Issue #415, opened 2018-05-03
Backup is wrong


eugenekurasov:
Hi,
when we load fixtures first time - they are saved to backup files with extension .ser
Here is example code where I am expected to have 3 backup files but got only 2.

```
$this->loadFixtures([SomeFixture1::class, SomeFixture2::class], $append = false);
.....
$this->loadFixtures([SomeFixture3::class], $append = true);
....
// This is fixture will be load from backup with data from SomeFixture1, SomeFixture2
$this->loadFixtures([SomeFixture3::class], $append = false);
```

Can I disable loading fixtures from cache?

alexislefebvre:
Hi,
do you use the version 1 or 2 of this bundle? You mention a problem with number of backup files, but are your fixtures loaded correctly?

alexislefebvre:
> Can I disable loading fixtures from cache?

Yes, this is the default behaviour of the bundle.

Did you set `liip_functional_test.cache_sqlite_db: true` in your configuration?

eugenekurasov:
```liip/functional-test-bundle 2.0.0-alpha4``` 

Fixture loaded not corrected. From my example: ```$this->loadFixtures([SomeFixture3::class], $append = false);``` I expect data only from SomeFixture3

Yes I set ```liip_functional_test.cache_sqlite_db: true```.

**Comment by alexislefebvre** [comment]
My mistake, the new parameter for caching database is this one:

```
liip_functional_test:
        cache_db:
            sqlite: liip_functional_test.services_database_backup.sqlite
```

Source: https://github.com/liip/LiipFunctionalTestBundle/blob/d3f3452aa7c2a82d2316dc0042602a8ba08955ed/UPGRADE-2.0.md

eugenekurasov:
@alexislefebvre thanks.

But if cache is on, backup is wrong. You can [see](https://github.com/liip/LiipFunctionalTestBundle/blob/2.0.0-alpha4/src/Services/DatabaseTools/ORMSqliteDatabaseTool.php#L39) that append option does not use in backup service.

eugenekurasov:
@alexislefebvre thank you for work around.

I rewrited test to avoid this situation, so I hope someone going to fix it.

alekseytupichenkov:
I'll fix it soon

alekseytupichenkov:
I'll fix it in PR #462

alexislefebvre:
[...]

PR #476, opened 2018-12-16
2.x: Fix issues with MySQL database backup

alexislefebvre:
See #415

### DIFF
--- a/src/Services/DatabaseBackup/AbstractDatabaseBackup.php
+++ b/src/Services/DatabaseBackup/AbstractDatabaseBackup.php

────────────────

Problem statement - Count the lines above in which the word "LiipFunctionalTestBundle" appears, then state only that count.

Exercise output - 2